Exercise instructions: Produce a verbatim transcription of the records below, beginning at the line containing "sha2: remove alloc requirement" and ending at the final line; include only those lines.

• • • • • • •

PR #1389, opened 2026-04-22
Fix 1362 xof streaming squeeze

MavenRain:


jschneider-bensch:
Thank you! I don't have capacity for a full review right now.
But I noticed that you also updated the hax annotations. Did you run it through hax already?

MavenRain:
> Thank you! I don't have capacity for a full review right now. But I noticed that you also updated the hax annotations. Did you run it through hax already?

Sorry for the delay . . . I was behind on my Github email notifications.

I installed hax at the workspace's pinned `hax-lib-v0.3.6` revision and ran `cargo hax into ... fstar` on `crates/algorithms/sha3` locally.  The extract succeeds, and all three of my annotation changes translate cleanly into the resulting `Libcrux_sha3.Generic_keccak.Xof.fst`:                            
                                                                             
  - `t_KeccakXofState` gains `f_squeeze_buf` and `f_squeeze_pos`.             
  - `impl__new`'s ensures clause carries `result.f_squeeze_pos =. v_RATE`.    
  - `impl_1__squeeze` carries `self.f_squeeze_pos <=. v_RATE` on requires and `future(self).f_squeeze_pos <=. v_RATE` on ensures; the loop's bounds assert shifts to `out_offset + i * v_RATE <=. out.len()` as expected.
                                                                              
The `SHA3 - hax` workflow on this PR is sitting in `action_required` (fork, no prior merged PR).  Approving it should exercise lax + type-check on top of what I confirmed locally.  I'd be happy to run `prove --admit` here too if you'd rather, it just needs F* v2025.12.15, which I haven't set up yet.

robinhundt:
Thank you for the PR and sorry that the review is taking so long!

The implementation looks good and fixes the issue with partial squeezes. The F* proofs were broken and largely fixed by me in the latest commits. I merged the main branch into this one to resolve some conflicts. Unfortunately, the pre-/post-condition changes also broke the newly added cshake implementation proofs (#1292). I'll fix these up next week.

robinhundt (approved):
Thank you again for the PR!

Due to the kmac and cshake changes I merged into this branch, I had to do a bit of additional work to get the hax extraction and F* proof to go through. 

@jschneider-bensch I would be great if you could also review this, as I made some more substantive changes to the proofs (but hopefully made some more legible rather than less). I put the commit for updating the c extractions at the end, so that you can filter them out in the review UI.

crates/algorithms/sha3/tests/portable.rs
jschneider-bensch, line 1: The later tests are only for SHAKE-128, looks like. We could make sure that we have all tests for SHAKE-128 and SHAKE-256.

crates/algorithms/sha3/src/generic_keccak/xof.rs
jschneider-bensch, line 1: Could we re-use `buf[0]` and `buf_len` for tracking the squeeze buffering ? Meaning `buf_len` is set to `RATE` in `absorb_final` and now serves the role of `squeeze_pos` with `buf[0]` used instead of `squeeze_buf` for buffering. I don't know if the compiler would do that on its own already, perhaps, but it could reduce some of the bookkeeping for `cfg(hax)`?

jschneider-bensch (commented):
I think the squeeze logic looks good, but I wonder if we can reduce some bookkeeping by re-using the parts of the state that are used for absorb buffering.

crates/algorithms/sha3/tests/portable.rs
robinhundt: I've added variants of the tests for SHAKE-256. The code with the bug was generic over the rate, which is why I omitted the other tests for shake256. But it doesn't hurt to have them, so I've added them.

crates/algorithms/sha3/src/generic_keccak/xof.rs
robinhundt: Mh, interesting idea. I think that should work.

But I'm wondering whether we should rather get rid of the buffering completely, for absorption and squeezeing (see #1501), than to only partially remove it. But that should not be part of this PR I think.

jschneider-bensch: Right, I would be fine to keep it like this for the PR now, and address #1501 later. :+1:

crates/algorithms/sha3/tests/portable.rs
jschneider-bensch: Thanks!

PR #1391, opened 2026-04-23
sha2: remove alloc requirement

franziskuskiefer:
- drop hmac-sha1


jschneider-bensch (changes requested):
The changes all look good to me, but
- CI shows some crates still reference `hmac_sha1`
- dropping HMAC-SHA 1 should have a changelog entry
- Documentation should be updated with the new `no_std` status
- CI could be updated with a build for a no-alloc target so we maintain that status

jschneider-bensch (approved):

• • • • • • •

Solution for this exercise:
sha2: remove alloc requirement

franziskuskiefer:
- drop hmac-sha1


jschneider-bensch (changes requested):
The changes all look good to me, but
- CI shows some crates still reference `hmac_sha1`
- dropping HMAC-SHA 1 should have a changelog entry
- Documentation should be updated with the new `no_std` status
- CI could be updated with a build for a no-alloc target so we maintain that status

jschneider-bensch (approved):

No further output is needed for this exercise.